# got a question about a bull...



## Bambitski (Mar 16, 2012)

I have a 22 month old Highland Bull. We got him because of all of the benefits of the Highland, but he doesn't seem to be able to get ahold of the heifers. He is a smaller one apparently, or so we have been told. Doesn't seem much smaller than the ones from where we bought him.
So, we went out and got a 6 month old Charolais bull to put in with the girls. The girls are all Charolais/Angus mix. He is very interested in them. But the Highland bull is more interested in the young bull. 
I have been told that bull meat is hormony. True? I don't like a strong taste to my beef. I have tried for almost 3 months to sell the bull. No one here is interested in him. He is a good looking boy, just doesn't seem to be able to take care of the girls. At least not my girls.
What should I do? Keep lowering the price till someone buys him? Have him cut and eventually eat him? What? I keep putting feed into him, I feed the girls and younger girls at the same time, and I can't leave him in a pen by himself. So, he is costing me money with no output.


----------



## springvalley (Jun 23, 2009)

He just may have been to young, I have had young bulls have no intrest in cows and heifers for awhile. Then all of the sudden, they do. I also had a bull I never saw breed a cow, he was modest I guess, he got the cows all bred at night I think. Bulls are very good butchered, they don`t have a strong taste. Deer meat has more of a strong taste than bulls do. We ate out last Jersey bull, and he was four years old and was used to breed two years. keep him and eat him. Fatten him up some more first. > Thanks Marc P.S. I think I would butcher the other bull if it was me, I do not like charolais.


----------



## Bambitski (Mar 16, 2012)

LOL, my husband would KILL me if we butchered the Charolais. He comes from an awesome bull. His daddy is giagantic!! And has done a wonderful job for his owner for the last 3 years. The Charolais actually has a better personality with my husband too. The highland doesn't like my husband, only me. Could be that I have hand fed him treats for the whole time that we owned him. I wanted a calm bull since I have young children who sometimes help at feeding time. 
So, you think it will be alright to butcher him? Can anyone else give me an opinion on the taste of BULL meat? Can you tell I am scared?


----------



## bigbluegrass (Jan 11, 2011)

I will second what springvalley said. The oldest bull I have had was just under 3 years old. I couldn't taste anything in the meat. He had bred cows and was fully developed. My wife was worried it would be horrible, but she admitted later that it was some of the best beef she ever had. As a matter of fact, after that we stopped steering our bull calves. We are back to steering them again, but that is for other reasons.
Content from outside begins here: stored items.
Issue #834, opened 2018-10-12
skip-connection-check not processed by odo version


jeffmaury:
I ran odo version `--skip-connection-check` and still got long response time and the following output:

```
> odo version --skip-connection-check
odo v0.0.13 (f92c352)
Get https://192.168.99.101:8443/version/openshift: dial tcp 192.168.99.101:8443: connectex: A connection attempt failed because the connected party did not properly respond after a period of time, or established connection failed because connected host has failed to respond.
```

kadel:
What error did you get?

Everytime when odo starts it checks if it can connect to OpenShift. 
`--skip-connection-check`   was added to allow skip this check when you need to run a command that you know doesn't require a connection to OpenShift ( like getting current component or application) and you don't want odo to complain about not able to reach cluster.

`odo app list` needs to get data from the cluster. So it will still complain about not able to connect to it.  You just won't get nice `Unable to connect to OpenShift cluster, is it down?` but some other ugly error.


What is your use case for `--skip-connection-check` is was originally added just to make bash completion and nice PS1 prompt easier.

syamgk:
In case of `odo version --skip-connection-check` its printing the current odo client version and after that making an HTTP request to get the server version which is failing to get response

jeffmaury:
Then I think this flag is confusing. Also would be nice to allow to get the odo version without cluster exchanges as tooling (VSCode, Developer Studio,...) could use it to check the Odo version without waiting for a costly exchange

surajnarwade:
@jeffmaury , `kubectl` has something similar which returns only client version (without talking to server)

```
kubectl version --client
```

are you talking about something similar ?

jeffmaury:
Yes the idea is for a tooling based on odo to check if the odo has the correct required version so no need to call the server

surajnarwade:
closing this since #935  is merged

PR #935, opened 2018-11-06
Added `--client` flag to `odo version`

surajnarwade:
**What is the purpose of this change? What does it change?**

This PR adds `--client` flag to `odo version` command so that,
to check only client version, we dont need to talk to server.
(Similar to `kubectl`)

**Was the change discussed in an issue?**

fixes issue #834 

**How to test changes?**

```
odo version --client
```


cmd/version.go
```diff
@@ -39,26 +42,28 @@ var versionCmd = &cobra.Command{
...
-		serverInfo, err := util.GetOcClient().GetServerVersion()
-		util.CheckError(err, "")
-		fmt.Printf("\n"+
-			"Server: %v\n"+
-			"OpenShift: %v\n"+
-			"Kubernetes: %v\n",
-			serverInfo.Address,
-			serverInfo.OpenShiftVersion,
-			serverInfo.KubernetesVersion)
+		if clientFlag != true {
```
golangcibot: should omit comparison to bool constant, can be simplified to !clientFlag

kadel: I agree with golangcibot ;-)

geoand: That makes two of us :)

PR #936, opened 2018-11-06
Using curl instead of wget

### LINKED ISSUE #933: Use curl instead of wget in e2e tests.
[kind/Enhancement]
## What should odo do differently? Which functionality do you think we should change?
Use `curl` instead of `wget` in end to end tests.

## What are you trying to do?

`wget` is not installed by default on macOS which means that the tests require an installation step first.

surajnarwade:

 replacing  wget with curl in e2e tests, because wget is not present in macOS

Resolves #933

### DIFF
--- a/tests/e2e/cmp_test.go
+++ b/tests/e2e/cmp_test.go
@@ -82,7 +82,7 @@ var _ = Describe("odoCmpE2e", func() {
 
 	Context("updating the component", func() {
 		It("should be able to create binary component", func() {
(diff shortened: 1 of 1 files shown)


geoand:
@surajnarwade Could you please rebase onto master so the tests will hopefully pass?

metacosm:
@kadel Can we merge this?

kadel:
this is just a small change, and failing test is just a flake
merging

PR #942, opened 2018-11-06
Add synchronization script between docs and website

cdrage:
This adds a script to synchronize any documentation changes between the
GitHub repository and the gh-pages branch / website.


cdrage:
Mergin' this so that we can get synchronization working :+1:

The meat will be fine IMHO


----------



## Kato2010 (Jun 24, 2012)

Agree. It's not like boars. Bulls tend to be a bit leaner than steers of the same size, but other than that there's not much different. If he's almost two and not interested in the heifers, I wouldn't keep him on the speculation that he may get better, because you really won't be able to trust him. A bull who is slow to reach fertility will produce daughters that will also be slow, and you don't want that.


----------



## Bambitski (Mar 16, 2012)

I appreciate your input on it. I would LOVE to have the meat in the freezer and I didn't know that he would throw slow calves. Good point actually. I will run this info across my DH. He was at the point that he wanted to shoot him if I didn't get him sold by the beginning of October. I kept him on hold all this time while I tried to sell him. Thank you all.


----------



## Jennifer L. (May 10, 2002)

Older bulls around here are called "bologna bulls" because they are so lean they are great to use in bologna to up the lean content. They are sought after for that purpose. Your bull should be tasty as the dickens.


----------



## opportunity (Mar 31, 2012)

I have butchered my bulls when they have sered there purpose. Thor (a registered highland) is in the freezer now he was 5 and had been breeding for 4 years when we butchered he is tough and has some flavor but he was old and huge. Before that we ate buddy he was three he was the best beef I ever had before that we had a bull from a family friends farm he broke his leg breeding a cow so we got to eat him very tasty


----------



## genebo (Sep 12, 2004)

Bulls don't go around trying to breed cows. Bulls are normally placid around the cows until one of them comes into heat. That starts a cycle of behavior in him and in her. That is important to understand, is that the cow sets the stage for breeding.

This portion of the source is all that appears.